Ce n’était ni une conférence de presse, ni un point de presse, encore moins un échange comme annoncé. Juste une annonce. A la presse, le
secrétaire général du ministère des Postes et télécommunications, Ebah Ebada Edouard a annoncé la mise en œuvre en Afrique centrale, d’un projet visiblement important : le projet CAB (Central
African Backbone). Il s’agit d’un réseau de télécommunications haut débit à fibre optique. Il va permettre d’interconnecter les pays de la sous-région.
Le projet comporte deux phases. Dans un premier temps, le Cameroun, le Tchad et la République centrafricaine seront interconnectés. Ensuite suivront le Congo-Brazza, le Gabon, la Guinée
équatoriale, la République démocratique du Congo, Sao-Tomé et Principe et peut-être le Niger, le Nigeria et le Soudan.
L’idée a germé en avril 2007 à N’Djamena lors du sommet des chefs d’Etat de la CEMAC. Ces derniers avaient adopté une déclaration commune sur la mise en œuvre d’un réseau des télécommunications
à haut débit en Afrique centrale. Sur leur instruction, la CEMAC a réalisé l’étude de faisabilité, financée par la Banque mondiale. A terme, le projet CAB favorisera l’accès des pays enclavés
de la sous-région au câble sous-marin à fibre optique SAT-3 à partir de Douala. Autres avantages et non des moindres, le projet CAB aidera à réduire le fossé numérique dans les pays desservis.

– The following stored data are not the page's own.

PR #484, opened 2022-07-02
fix: string date format validation

ivan-tymoshenko:
#### Checklist

### DIFF
--- a/ajv.js
+++ b/ajv.js
@@ -7,29 +7,22 @@ const ajvFormats = require('ajv-formats')
 module.exports = buildAjv
 
 function buildAjv (options) {
-  const ajvInstance = new Ajv({ ...options, strictSchema: false, validateSchema: false, uriResolver: fastUri })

Il permettra aussi de faire baisser les coûts des services de TIC qui restent encore trop élévés en Afrique centrale. En 2007, la moyenne mondiale du coût des services était de 21 dollars
contre 43 dollars en Afrique noire. Au Cameroun, cette moyenne se situe autour de 67 dollars.

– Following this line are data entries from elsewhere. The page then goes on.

PR #493, opened 2022-07-13
Fix stringify for non-standard, non-Date objects like luxon.DateTime

### LINKED ISSUE #492: `toString` existence check on objects does not work using Object.hasOwnProperty if the object is a class instance
### Prerequisites

### Fastify version

4.2.1

### Plugin version

5.1.0

### Node.js version

18.4.0

### Operating system

macOS

12.4

### Description

The generated code for creating strings from objects checks for the existence of a `toString` function, but through Object.hasOwnProperty.call(object, 'toString') (https://github.com/fastify/fast-json-stringify/blob/master/index.js#L904). This does not work for class instances.

An example for where this goes south: if you're using Luxon DateTimes in your code for dates instead of the regular JavaScript Date object and need it as a string in your API response, the conversion fails (but the error message references a stringified Luxon DateTime because there is a toString present on the class, just not as a "own property".

### Steps to Reproduce

dependencies:
```
npm install fastify@4 luxon@3
```

index.js:
```
const l = require('luxon')
const f = require('fastify')

const app = new f.fastify()

const opts = {
  schema: {
    response: {
      200: {
        type: 'object',
        properties: {
          date: { type: 'string', format: 'date-time' }
        }
      }
    }
  }
}

app.get('/', opts, () => {
  return { date: l.DateTime.now() }
})

app.listen({ port: 8000 })
```

call route
```
curl localhost:8000
```

error: 
```
{"statusCode":500,"error":"Internal Server Error","message":"The value \"2022-07-13T16:03:06.938+02:00\" does not match schema definition."}
```

Note that the value reported is a valid date-time string

### Expected Behavior

The string conversion should succeed by calling toString() on the instance.

pvanagtmaal:
#### Checklist

- [ ] documentation is changed or added (no changes required in this case)

Fixes #492 

The check has become quite ugly, mainly because

- All Objects have a toString and in that case we need to hasOwnProperty check, but only for objects whose constructor is not that of Object
- Logic for Date objects is different so we need to filter these out

Benchmark:

```
$ npm run bench

> fast-json-stringify@5.1.0 bench
> node ./benchmark/bench.js

short string............................................. x 46,201,257 ops/sec ±0.71% (593 runs sampled)
long string.............................................. x 11,675 ops/sec ±0.42% (594 runs sampled)
number................................................... x 988,806,479 ops/sec ±0.52% (594 runs sampled)
integer.................................................. x 149,494,519 ops/sec ±0.66% (593 runs sampled)
formatted date-time...................................... x 4,269,928 ops/sec ±0.43% (594 runs sampled)
formatted date........................................... x 2,846,144 ops/sec ±0.26% (595 runs sampled)
formatted time........................................... x 2,850,038 ops/sec ±0.27% (594 runs sampled)
short array of numbers................................... x 103,756 ops/sec ±0.48% (592 runs sampled)
short array of integers.................................. x 95,856 ops/sec ±0.69% (594 runs sampled)
short array of short strings............................. x 26,121 ops/sec ±0.32% (595 runs sampled)
short array of long strings.............................. x 26,071 ops/sec ±0.42% (594 runs sampled)
short array of objects with properties of different types x 14,203 ops/sec ±0.57% (592 runs sampled)
object with number property.............................. x 995,475,152 ops/sec ±0.28% (596 runs sampled)
object with integer property............................. x 151,170,986 ops/sec ±0.71% (594 runs sampled)
object with short string property........................ x 29,965,328 ops/sec ±0.31% (594 runs sampled)
object with long string property......................... x 11,737 ops/sec ±0.45% (594 runs sampled)
object with properties of different types................ x 3,142,251 ops/sec ±0.54% (594 runs sampled)
```

### DIFF
--- a/index.js
+++ b/index.js
@@ -901,7 +901,7 @@ function buildValue (location, input) {
           switch (type) {
             case 'string': {
               code += `
-                ${statement}(${input} === null || typeof ${input} === "${type}" || ${input} instanceof RegExp || (typeof ${input} === "object" && Object.hasOwnProperty.call(${input}, "toString")))
+                ${statement}(${input} === null || typeof ${input} === "${type}" || ${input} instanceof RegExp || (typeof ${input} === "object" && ((!(${input} instanceof Date) && typeof ${input}["toString"] === "function" && ${input}.__proto__.constructor.name !== "Object") || Object.hasOwnProperty.call(${input}, "toString"))))
                   ${nestedResult}
               `
               break
--- a/test/date.test.js
+++ b/test/date.test.js
@@ -525,3 +525,18 @@ test('nullable date', (t) => {
 
   t.same(result, `"${DateTime.fromJSDate(data).toISODate()}"`)
 })
+
+test('Luxon Date stringify', (t) => {
+  t.plan(1)
+
+  const schema = {
+    type: 'string',
+    format: 'date-time'
+  }
+
+  const date = DateTime.now()
+  const stringify = build(schema)
+  const output = stringify(date)
+
+  t.equal(output, `"${date.toISO()}"`)
+})


ivan-tymoshenko (changes requested):
I think we drop support for any custom date format such as moment or luxon here. @mcollina @jsumners what do you think?

pvanagtmaal:
@ivan-tymoshenko please note that this change is not only about luxon, it is about **any** class that should be converted to a string, **except** the Date class

mcollina:
This change seems pretty simple compared to what was removed in https://github.com/fastify/fast-json-stringify/pull/442. Specifically, this is not calling any specific method of moment or luxon  (like we did before).

@ivan-tymoshenko do you see any specific issues with this particular change? It seems a good middle-ground solution.

ivan-tymoshenko:
It will cause a validation problem. How Ajv will find out if it's a date or not after these changes?

After all, we should specify what we mean by object type. I thought this comment explains it https://github.com/fastify/fast-json-stringify/pull/441#discussion_r884798650.

pvanagtmaal:
The logic for Date objects did not change with these changes. The only actual change is that a different check for toString existence is performed on objects.

I don't see why you would want to tell ajv about the object being any specific instance of a class and I still don't see why you think this is specific to Dates.

mcollina:
@ivan-tymoshenko could you produce a small test case that would fail for this change?

ivan-tymoshenko:
We have the way we defined date type (not js Date object/type) in the schema.
```js
{ type: 'string', format: 'date' }
```

We use this information not only to serialize but also for validation in some cases. If we add the logic you suppose, we need to change the validation logic to be consistent. Now the logic is next: date type it's either string formatted as a date or instance of Date. You suppose to call every object that has the toString method as a date type. I'm not sure it's a good idea.

Here is an example of when we use date validation.

```js
test('DateTime object as a date', (t) => {
  t.plan(1)

  const schema = {
    anyOf: [
      {
        type: 'string',
        format: 'date-time'
      }
    ]
  }

  const data = DateTime.now()
  const result = stringify(data)

  t.same(result, `"${data.toString()}"`)
})
```

pvanagtmaal:
@ivan-tymoshenko I finally found what you meant... Your test case does indeed fail. There is a ajv format defined in ajv.js that checks for Date instances if the fjs_type is an object.

Removing the ajv format altogether does not cause any present tests to fail, and neither does your test case. Of course, it is easy to create a test that doesn't pass without the format (just pass a random object to stringify).

The question is, is it the responsibility of fast-json-stringify to check for a valid date object? I can see why you dropped support for Luxon / MomentJS in #441, but wouldn't it make sense to drop support for Date objects as well and make it the user's responsibility to pass an object that stringifies to a date-time / date / time string? The resulting string is the one that is important, the object that results in that string really isn't...

mcollina:
`Date` is supported by JSON.stringify() natively.

pvanagtmaal:
So is luxon DateTime: 
```
JSON.stringify(luxon.DateTime.now())
'"2022-07-14T12:24:44.670+02:00"'
```

ivan-tymoshenko:
> So is luxon DateTime:
> 
> ```
> JSON.stringify(luxon.DateTime.now())
> '"2022-07-14T12:24:44.670+02:00"'
> ```

Yes, if you set up it as a string type without date format fjs will serialize it. But it's not a date. It's your custom object that have toString method.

Concernant la mise en œuvre du projet CAB, le secrétaire général du ministère des Postes et Télécommunications a affirmé que l’étude environnementale et sociale est bouclée. Au niveau du
Cameroun, les consultants devant intervenir sont recrutés, le bâtiment devant abriter le projet est en cours d’aménagement. La Banque africaine de développement s’est impliquée en 2007. Le
projet CAB reste ouvert à d’autres partenaires. La banque mondiale va financer à hauteur de 11 milliards par crédit remboursable.

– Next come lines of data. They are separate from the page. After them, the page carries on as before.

PR #497, opened 2022-07-31
test: add test for issue #342

### LINKED ISSUE #342: When no schemas of a oneOf schema element match null is returned rather than raising an error.
### Prerequisites

### Fastify version

3.18.1

### Plugin version

_No response_

### Node.js version

14.17.3

### Operating system

macOS

11.4

### Description

Assume using Fastify, there is a response schema for a 200 status code to a route that has a the following JSON schema specified:

```json
{
  "type": "object",
  "additionalProperties": false,
  "required": ["data"],
  "properties": {
    "data": {
      "type": "array",
      "minItems": 1,
      "items": {
        "oneOf": [
          {
            "type": "string"
          },
          {
            "type": "number"
          }
        ]
      }
    }
  }
}
```

This says that the response should be an object with a property called "data" which consists of an array where items can be a string or a number.

If the function generating the response returns a response like `{"data": [false, "testing"]}` the response generated by `fast-json-stringify` will be `{"data": [null]}` which violates the schema of the response.  This will likely surprise the callers of the route.

**No exception will be raised, which seems unsound.**

This is because of this logical branch:

https://github.com/fastify/fast-json-stringify/blob/ab95d2c4f6f577e3808f055e8fb94f75f7944bcd/index.js#L1217

If none of the available oneOf schemas match, an error isn't raised a null is just returned for the the produced portion of the schema.

### Steps to Reproduce

Run the example above.

### Expected Behavior

I think the right thing to do is raise an exception that the response does not match the expected schema and return a different HTTP status code such as 500 rather than returning a response that violates the schema.

ivan-tymoshenko:
#### Checklist

Close #342
Issue #342 was fixed by #445. This PR adds a test that reproduces the test case.

### DIFF
--- a/test/nullable.test.js
+++ b/test/nullable.test.js
@@ -464,3 +464,37 @@ test('nullable type in the schema', (t) => {
   t.same(stringify(data), JSON.stringify(data))
   t.same(stringify(null), JSON.stringify(null))
 })
+
+test('throw an error if the value doesn\'t match the type', (t) => {
+  t.plan(2)
+
+  const schema = {
+    type: 'object',
+    additionalProperties: false,
+    required: ['data'],
+    properties: {
+      data: {
+        type: 'array',
+        minItems: 1,
+        items: {
+          oneOf: [
+            {
+              type: 'string'
+            },
+            {
+              type: 'number'
+            }
+          ]
+        }
+      }
+    }
+  }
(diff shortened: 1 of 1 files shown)


Uzlopak (approved):
LGTM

Un échange avec les journalistes aurait pu permettre d’avoir une idée précise sur la coordination avec les autres projets de même nature. Le Cameroun par exemple vient de signer une convention
avec la Chine pour la construction de 3.200 Km supplémentaires de fibre optique. On imagine bien que tout ceci nécessite une synchronisation et une planification.